Mummy2TandF · 25/05/2008 22:03

Where to start? It was my cousins baby's christening today, we had to be there for 1pm, service at 1:15pm ... lo's woke up at 8am, had breakfast - I got dd 18mths dressed and put her down for a nap at 10:45am so that she didn't get tired and ratty at the service, ds 3.6 didn't want to get dressed so lots of bribery and rushing around, then I finally got dressed! My parents drove to me so that they could follow me to the church. Had to wake dd up to put the lo's in the car and off we went...I got myself upset on the drive there because I was wearing a dress which dh had commented on (he said I looked gorgeous in it and it was the best dress I had ever bought) which was quite unusual and then realised that I hadn't worn it since that day, I got half way to the church and took a wrong turn and got myself upset again because I thought I knew where it was but it was always dh who had directed me to it and actually I didn't know, I eventually found the church (mum & dad still following) just in time, we got out of the car and parents had a go because we were driving round in circles!! )they have got a sat nav just didn't bring it!) Went in the church and cried all the way through because the last time i was there dh was with me and the last christening i went to was our dd's and dh was with me (where i had worn the dress)

We then went to the reception - me, the dc's, mum, dad, sister, her fiance and her son.
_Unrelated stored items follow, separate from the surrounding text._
PR #72, opened 2024-08-21
MGMT-18553: use same nmstate configuration logic as bmh

tsorya:
[MGMT-18553](https://issues.redhat.com//browse/MGMT-18553): In order to use same nmstate configuration logic as bmh we will use secret provided as reference in
PreprovisioningNetworkDataName in bmh spec, in case there is no bmh we will still use same configmap as before

### DIFF
--- a/controllers/imageclusterinstall_controller.go
+++ b/controllers/imageclusterinstall_controller.go
@@ -98,6 +98,7 @@ const (
 	extraManifestsDir            = "extra-manifests"
 	manifestsDir                 = "manifests"
 	nmstateCMKey                 = "network-config"
+	nmstateSecretKey             = "nmstate"
 	clusterInstallFinalizerName  = "imageclusterinstall." + v1alpha1.Group + "/deprovision"
 	caBundleFileName             = "tls-ca-bundle.pem"
 	imageBasedInstallInvoker     = "image-based-install"
@@ -167,7 +168,20 @@ func (r *ImageClusterInstallReconciler) Reconcile(ctx context.Context, req ctrl.
 		return ctrl.Result{}, err
 	}
 
-	if res, err := r.writeInputData(ctx, log, ici, clusterDeployment); !res.IsZero() || err != nil {
+	var bmh *bmh_v1alpha1.BareMetalHost
+	var err error
+	if ici.Spec.BareMetalHostRef != nil {
+		bmh, err = r.getBMH(ctx, ici.Spec.BareMetalHostRef)
+		if err != nil {
+			log.WithError(err).Error("failed to get BareMetalHost")
+			if updateErr := r.setHostConfiguredCondition(ctx, ici, err); updateErr != nil {
+				log.WithError(updateErr).Error("failed to update ImageClusterInstall status")
+			}
+			return ctrl.Result{}, err
+		}
+	}
+
+	if res, err := r.writeInputData(ctx, log, ici, clusterDeployment, bmh); !res.IsZero() || err != nil {
 		if err != nil {
 			if updateErr := r.setImageReadyCondition(ctx, ici, err, ""); updateErr != nil {
 				log.WithError(updateErr).Error("failed to update ImageClusterInstall status")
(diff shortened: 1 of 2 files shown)


controllers/imageclusterinstall_controller.go
```diff
@@ -723,7 +728,41 @@ func (r *ImageClusterInstallReconciler) imageSetRegistry(ctx context.Context, ic
 	return strings.Split(namedRef.Name(), "/")[0], nil
 }
 
+func (r *ImageClusterInstallReconciler) nmstateConfigFromBMH(ctx context.Context, ici *v1alpha1.ImageClusterInstall) (string, error) {
+	bmh, err := r.getBMH(ctx, ici.Spec.BareMetalHostRef)
```
carbonin, line 732: Can we pass the BMH through to this function instead of querying it multiple times?

controllers/imageclusterinstall_controller.go
```diff
@@ -159,14 +160,27 @@ func (r *ImageClusterInstallReconciler) Reconcile(ctx context.Context, req ctrl.
 			log.WithError(updateErr).Error("failed to update ImageClusterInstall status")
 			return ctrl.Result{}, updateErr
 		}
-		return ctrl.Result{Requeue: true}, nil
+		return ctrl.Result{RequeueAfter: 10 * time.Second}, nil
```
carbonin, line 163: Why change this?

controllers/imageclusterinstall_controller_test.go
```diff
@@ -496,6 +522,54 @@ var _ = Describe("Reconcile", func() {
 		Expect(json.Unmarshal(content, infoOut)).To(Succeed())
 		Expect(infoOut.RawNMStateConfig).To(Equal(validNMStateConfig))
 	})
+	It("copies the nmstate config bmh preprovisioningNetworkDataName even if congimap exists", func() {
```
carbonin, line 525: Should we also have a test that we will ignore the config in the ICI if nothing is set in the BMH?

That's the behavior we're expecting, right?

controllers/imageclusterinstall_controller.go
tsorya: In order not to Requeue immediately as this will create tons on logs

controllers/imageclusterinstall_controller.go
```diff
@@ -723,7 +728,41 @@ func (r *ImageClusterInstallReconciler) imageSetRegistry(ctx context.Context, ic
...
+	var nmstateData map[string]any
+	if err := yaml.Unmarshal(nmstate, &nmstateData); err != nil {
+		return "", fmt.Errorf("failed to unmarshal nmstate data: %w", err)
+	}
+
+	return string(nmstate), nil
+}
+
+// in case bmh was configured with static networking we want to use it
+// currently we added support for both configmap and secret but at some point we are gonna remove configmap support in order to use only secret
```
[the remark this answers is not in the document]
tsorya: Sorry i meant secret that bmh points to

controllers/imageclusterinstall_controller.go
tsorya: Actually as client has cache get command should cost nothing but code will be much cleaner, WDYT?

controllers/imageclusterinstall_controller.go
carbonin: Right, but I'm just making sure I understand. It's not actually directly related to this change, right?

tsorya: Sorry , yep was on the way , I can drop the change

carbonin: Is it maybe related to https://issues.redhat.com/browse/MGMT-18536?

tsorya: I think it was added when i looked on this ticket, let me remove this line :)

eranco74:
Now that users can generate the config iso with the openshift installer I think we can claim that IBIO is used for automation and not for generating config gISOs for manual installation.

Everyone was chatting but i had the dc's to keep an eye on and chase after, so didn't speak to anyone, didn't even have a drink - I asked my sister to keep an eye on dd while i took ds to the toilet, when i got back everyone was chatting and no dd - asked around, nobody had seen her, panic set in and I was running round the pub looking and calling for her - saw sisters fiance at the bar and said "i can't find dd, I can't find dd" and he shouted at me "what do you want me to do about it!!" So I screamed at him "Help me look for her!" but he didn't ... just then a man came in from outside and asked if I had a little girl, I said yes and he said that someone had just grabbed her out of the middle of the main road!!! I just burst into tears - dd was fine, I wasn't - I gathered both dc's and went home I just can't face family functions like this on my own, I can't be in 2 places at once, I can't do this on my own without dh, I feel like I am not a good enough mummy - My mum just called and said the family can't be expected not to socialise just because I have 2 dc's - I only asked for them to keep an eye on her for a minute!!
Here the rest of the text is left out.